## EXERCISE DESCRIPTION
Find the line containing "vytautas-astrauskas-sensmetry, line 36: What" in the records below. Copy exactly that line and each one after it, ending at the line containing "vytautas-astrauskas-sensmetry, line 8: Names", and nothing more.

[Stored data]
┌──
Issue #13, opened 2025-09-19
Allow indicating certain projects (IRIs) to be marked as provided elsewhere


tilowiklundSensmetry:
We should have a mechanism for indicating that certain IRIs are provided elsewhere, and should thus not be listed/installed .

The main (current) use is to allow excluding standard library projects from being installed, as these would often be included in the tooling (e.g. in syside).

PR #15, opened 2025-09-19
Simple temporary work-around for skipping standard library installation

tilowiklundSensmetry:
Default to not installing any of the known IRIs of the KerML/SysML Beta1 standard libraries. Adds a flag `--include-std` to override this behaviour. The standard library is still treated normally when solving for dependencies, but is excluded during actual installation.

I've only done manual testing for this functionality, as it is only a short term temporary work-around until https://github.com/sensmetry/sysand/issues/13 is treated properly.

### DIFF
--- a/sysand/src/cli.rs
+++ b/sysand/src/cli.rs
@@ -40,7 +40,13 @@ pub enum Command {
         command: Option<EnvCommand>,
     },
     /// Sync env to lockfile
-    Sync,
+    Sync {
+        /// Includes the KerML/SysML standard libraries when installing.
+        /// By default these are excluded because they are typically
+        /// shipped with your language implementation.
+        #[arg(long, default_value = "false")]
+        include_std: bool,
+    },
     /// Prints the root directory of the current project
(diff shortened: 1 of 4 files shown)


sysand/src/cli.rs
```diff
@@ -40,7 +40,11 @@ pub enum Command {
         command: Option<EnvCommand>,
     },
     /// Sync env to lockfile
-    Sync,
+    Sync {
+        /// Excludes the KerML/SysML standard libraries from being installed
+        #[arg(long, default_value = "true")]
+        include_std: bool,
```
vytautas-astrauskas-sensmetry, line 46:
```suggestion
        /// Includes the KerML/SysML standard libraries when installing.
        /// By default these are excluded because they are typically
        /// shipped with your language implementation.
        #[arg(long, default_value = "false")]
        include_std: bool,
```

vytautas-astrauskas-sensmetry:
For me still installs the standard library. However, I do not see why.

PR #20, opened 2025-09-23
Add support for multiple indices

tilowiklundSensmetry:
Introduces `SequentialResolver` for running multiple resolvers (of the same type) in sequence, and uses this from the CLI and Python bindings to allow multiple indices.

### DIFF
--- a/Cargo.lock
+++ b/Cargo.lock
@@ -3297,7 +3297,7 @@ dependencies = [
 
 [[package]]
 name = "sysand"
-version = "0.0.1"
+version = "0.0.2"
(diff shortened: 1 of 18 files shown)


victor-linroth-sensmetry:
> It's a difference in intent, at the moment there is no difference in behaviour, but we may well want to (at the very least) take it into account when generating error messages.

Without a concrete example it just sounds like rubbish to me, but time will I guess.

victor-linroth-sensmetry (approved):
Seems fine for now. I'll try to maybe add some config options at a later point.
└──
┌──
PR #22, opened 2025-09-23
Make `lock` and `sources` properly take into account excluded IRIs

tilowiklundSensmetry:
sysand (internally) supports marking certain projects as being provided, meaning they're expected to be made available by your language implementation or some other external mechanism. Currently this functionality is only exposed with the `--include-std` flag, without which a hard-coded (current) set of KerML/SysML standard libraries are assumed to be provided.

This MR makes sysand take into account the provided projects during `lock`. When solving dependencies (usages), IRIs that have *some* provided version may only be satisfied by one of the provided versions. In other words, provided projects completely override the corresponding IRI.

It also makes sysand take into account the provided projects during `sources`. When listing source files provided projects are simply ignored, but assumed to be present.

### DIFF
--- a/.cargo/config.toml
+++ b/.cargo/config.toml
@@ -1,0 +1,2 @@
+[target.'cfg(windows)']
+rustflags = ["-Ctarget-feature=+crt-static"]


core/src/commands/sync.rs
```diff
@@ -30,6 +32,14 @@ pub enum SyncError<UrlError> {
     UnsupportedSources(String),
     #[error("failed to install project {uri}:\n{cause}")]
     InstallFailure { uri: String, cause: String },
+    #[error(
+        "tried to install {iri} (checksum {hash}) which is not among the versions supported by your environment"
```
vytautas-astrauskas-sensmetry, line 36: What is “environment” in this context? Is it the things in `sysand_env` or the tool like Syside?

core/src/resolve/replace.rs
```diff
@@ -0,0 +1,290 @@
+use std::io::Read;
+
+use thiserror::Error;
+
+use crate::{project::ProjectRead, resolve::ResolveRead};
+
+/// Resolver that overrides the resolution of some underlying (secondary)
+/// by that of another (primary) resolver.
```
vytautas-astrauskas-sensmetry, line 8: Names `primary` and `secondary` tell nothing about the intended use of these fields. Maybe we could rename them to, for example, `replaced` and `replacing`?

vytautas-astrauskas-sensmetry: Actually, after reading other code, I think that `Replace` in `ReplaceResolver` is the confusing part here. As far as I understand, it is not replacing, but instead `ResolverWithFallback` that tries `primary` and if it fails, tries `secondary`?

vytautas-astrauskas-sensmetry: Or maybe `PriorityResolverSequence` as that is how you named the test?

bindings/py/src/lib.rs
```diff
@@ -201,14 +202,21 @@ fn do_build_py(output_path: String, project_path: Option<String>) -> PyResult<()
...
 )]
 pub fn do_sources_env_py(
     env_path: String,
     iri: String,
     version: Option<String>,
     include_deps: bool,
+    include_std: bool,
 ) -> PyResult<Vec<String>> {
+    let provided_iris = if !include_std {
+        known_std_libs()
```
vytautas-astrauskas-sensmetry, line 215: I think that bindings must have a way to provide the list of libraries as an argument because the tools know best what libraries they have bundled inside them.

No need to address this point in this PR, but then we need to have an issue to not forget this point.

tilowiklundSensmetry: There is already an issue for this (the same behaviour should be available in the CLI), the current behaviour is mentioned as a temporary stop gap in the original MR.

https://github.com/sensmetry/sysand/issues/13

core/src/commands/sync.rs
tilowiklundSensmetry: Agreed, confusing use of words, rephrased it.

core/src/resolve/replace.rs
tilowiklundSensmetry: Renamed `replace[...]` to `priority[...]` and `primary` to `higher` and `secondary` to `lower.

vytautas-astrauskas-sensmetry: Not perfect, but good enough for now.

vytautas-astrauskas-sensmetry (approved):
└──
┌──
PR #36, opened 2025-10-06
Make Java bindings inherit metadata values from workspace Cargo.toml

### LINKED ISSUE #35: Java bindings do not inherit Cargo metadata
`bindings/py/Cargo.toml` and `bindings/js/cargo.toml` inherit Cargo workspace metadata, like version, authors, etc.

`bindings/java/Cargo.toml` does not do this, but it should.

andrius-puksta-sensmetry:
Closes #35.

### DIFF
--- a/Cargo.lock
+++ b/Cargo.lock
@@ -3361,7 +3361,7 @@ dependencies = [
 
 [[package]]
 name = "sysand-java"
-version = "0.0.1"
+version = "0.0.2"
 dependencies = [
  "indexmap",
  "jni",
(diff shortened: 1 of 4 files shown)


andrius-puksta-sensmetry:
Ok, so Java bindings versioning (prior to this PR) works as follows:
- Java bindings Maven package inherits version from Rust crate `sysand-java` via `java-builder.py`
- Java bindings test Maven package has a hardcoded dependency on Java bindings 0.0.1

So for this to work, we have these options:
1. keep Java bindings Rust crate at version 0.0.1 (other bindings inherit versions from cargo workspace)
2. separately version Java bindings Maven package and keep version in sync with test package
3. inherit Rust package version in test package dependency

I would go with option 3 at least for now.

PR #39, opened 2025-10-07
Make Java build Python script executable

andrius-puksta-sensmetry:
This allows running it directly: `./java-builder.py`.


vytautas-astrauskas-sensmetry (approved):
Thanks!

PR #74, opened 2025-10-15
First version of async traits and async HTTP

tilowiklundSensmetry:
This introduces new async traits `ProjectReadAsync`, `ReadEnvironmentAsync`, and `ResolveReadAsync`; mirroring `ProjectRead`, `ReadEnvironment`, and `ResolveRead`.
└──
## EXERCISE SOLUTION
vytautas-astrauskas-sensmetry, line 36: What is “environment” in this context? Is it the things in `sysand_env` or the tool like Syside?

core/src/resolve/replace.rs
```diff
@@ -0,0 +1,290 @@
+use std::io::Read;
+
+use thiserror::Error;
+
+use crate::{project::ProjectRead, resolve::ResolveRead};
+
+/// Resolver that overrides the resolution of some underlying (secondary)
+/// by that of another (primary) resolver.
```
vytautas-astrauskas-sensmetry, line 8: Names `primary` and `secondary` tell nothing about the intended use of these fields. Maybe we could rename them to, for example, `replaced` and `replacing`?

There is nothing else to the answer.